(383e) Effects of the Combined Action of Electric Fields and Mechanical Stresses on the Morphological Stability of Solid Surfaces

Surface engineering of technologically important solid materials, such as metals and semiconductors, plays a crucial role in determining the function and reliability of components manufactured from such materials. Depending on the application, various defects ranging from dislocations to cracks can be introduced into the solid material during manufacturing and usage; these defects may have catastrophic effects on component/device functionality and performance. The action of external macroscopic forces is a key ingredient in the surface engineering of solid materials. Specifically, understanding the effects of the combined action of external fields, such as electric fields and applied mechanical stresses, on the morphological evolution of a solid surface is significant toward function and reliability predictions.
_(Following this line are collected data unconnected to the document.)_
Issue #159, opened 2018-10-06
Default loglevel info


richardwerkman:
I was just thinking about how we could clean the repo a bit and noticed the status reporter might not be needed anymore.

## Default behaviour

```
Analyzing project
Building project
Starting initial testrun
Project OK
Generating mutants

1 mutants have been created. Each mutant will now be tested, this could take a while.
```
## --log-console info behaviour
```
Analyzing project
[11:47:42 INF] Using C:\Dev\ExampleProjects\Example2.1\ConsoleApp1\XUnitTestProject1\XUnitTestProject1.csproj as project file
Building project
[11:47:42 INF] Starting initial build
[11:47:43 INF] Initial build successful
[11:47:44 INF] Using testrunner DotnetTestRunner
Starting initial testrun
[11:47:44 INF] Initial testrun started
[11:47:47 INF] Initial testrun successful in 2196 ms
[11:47:47 INF] Using 33294 ms as testrun timeout
Project OK
Generating mutants
[11:47:47 INF] 1 mutants created
[11:47:49 INF] 1 mutants ready for test

1 mutants have been created. Each mutant will now be tested, this could take a while.
```
In the second example we see a lot of double information. By making the default loglevel "information" we could clean the repo quite a bit. This would mean:
* The [status reporter](https://github.com/stryker-mutator/stryker-net/blob/master/src/Stryker.Core/Stryker.Core/Reporters/ConsoleStatusReporter.cs) could be removed.
* Some methods on the [reporter interface](https://github.com/stryker-mutator/stryker-net/blob/master/src/Stryker.Core/Stryker.Core/Reporters/IReporter.cs) can be removed, which makes the other reporters a lot cleaner.
* The "ReportOnly" reporter setting will not be needed anymore, since users can just set the loglevel to warning or error to accomplish that.

@Mobrockers @simondel @yaelkeemink what do you think about this? Would this be a good issue for hacktoberfest?

Mobrockers:
I agree. We had decided the reportonly reporter would be removed in the future anyway.

lkts:
Let me take a look at this.

PR #167, opened 2018-10-07
change(reporting): Set default log level to Info and cleanup reporters

lkts:
Fixes https://github.com/stryker-mutator/stryker-net/issues/159

### DIFF
--- a/src/Stryker.CLI/Stryker.CLI/CLIOptions.cs
+++ b/src/Stryker.CLI/Stryker.CLI/CLIOptions.cs
@@ -23,7 +23,7 @@
         {
             ArgumentName = "--log-console",
             ArgumentShortName = "-l <logLevel>",
-            ArgumentDescription = "Sets the logging level | Options [error, warning (default), info, debug, trace]",
+            ArgumentDescription = "Sets the logging level | Options [error, warning, info (default), debug, trace]",
             DefaultValue = "Info",
             JsonKey = "log-level"
         };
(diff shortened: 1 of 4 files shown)


src/Stryker.CLI/Stryker.CLI/CLIOptions.cs
```diff
@@ -24,7 +24,7 @@ public static class CLIOptions
             ArgumentName = "--log-console",
             ArgumentShortName = "-l <logLevel>",
             ArgumentDescription = "Sets the logging level | Options [error, warning (default), info, debug, trace]",
```
richardwerkman: info should say (default) now

src/Stryker.Core/Stryker.Core/Initialisation/InitialisationProcess.cs
```diff
@@ -41,12 +41,10 @@ public class InitialisationProcess : IInitialisationProcess
 
         public MutationTestInput Initialize(StrykerOptions options)
         {
-            _reporter.OnInitialisationStarted();
```
richardwerkman: I don't think the _reporter property is needed at all anymore here

richardwerkman:
Thank you for your pull request! I have few remarks.

src/Stryker.CLI/Stryker.CLI/CLIOptions.cs
lkts: indeed!

src/Stryker.Core/Stryker.Core/Initialisation/InitialisationProcess.cs
lkts: right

It is well known that applied mechanical stresses can induce morphological instabilities on solid surfaces with catastrophic effects. It has been demonstrated, for example [W. H. Yang and D. J. Srolovitz, Phys. Rev. Lett. 71, 1593 (1993)], that the surface of an elastically stressed solid can evolve rapidly into a cusped morphology with smooth tops and crack-like grooves due to surface mass transport (Grinfeld instability). These theoretical predictions are consistent with experimental findings over a broad class of materials. However, the effect of the simultaneous action of an electric field on the morphological response of a conducting stressed solid surface has not been explored systematically.

In this presentation, we report results of linear stability analysis in the form of a dispersion relation that describes the morphological response of an initially planar stressed surface to the simultaneous action of an applied electric field. The dispersion relation is derived based on a surface transport model that accounts for curvature-driven surface diffusion, surface electromigration, and stress-driven surface diffusion along with diffusional anisotropy. We find that the application of an electric field can have an important stabilizing effect on the dynamical response of a planar stressed solid surface that is otherwise unstable with respect to long-wavelength perturbations, i.e., application of an electric field may protect an electrically conducting solid material that would be otherwise vulnerable to surface cracking under certain thermomechanical conditions. In addition, we report results for the morphological evolution of a solid surface perturbed from an initially planar morphology under the simultaneous action of an electric field and mechanical stress, which confirms our linear stability analysis. The predictions for the morphological evolution are based on self-consistent dynamical numerical simulations according to the surface mass transport model that was employed in the stability analysis; in the simulations, the fully nonlinear model is solved self-consistently with the electric field and stress field distributions on the solid surface computed through a boundary integral method. The above findings can contribute to the development of surface engineering strategies for improved materials reliability over a broad range of electromechanical conditions.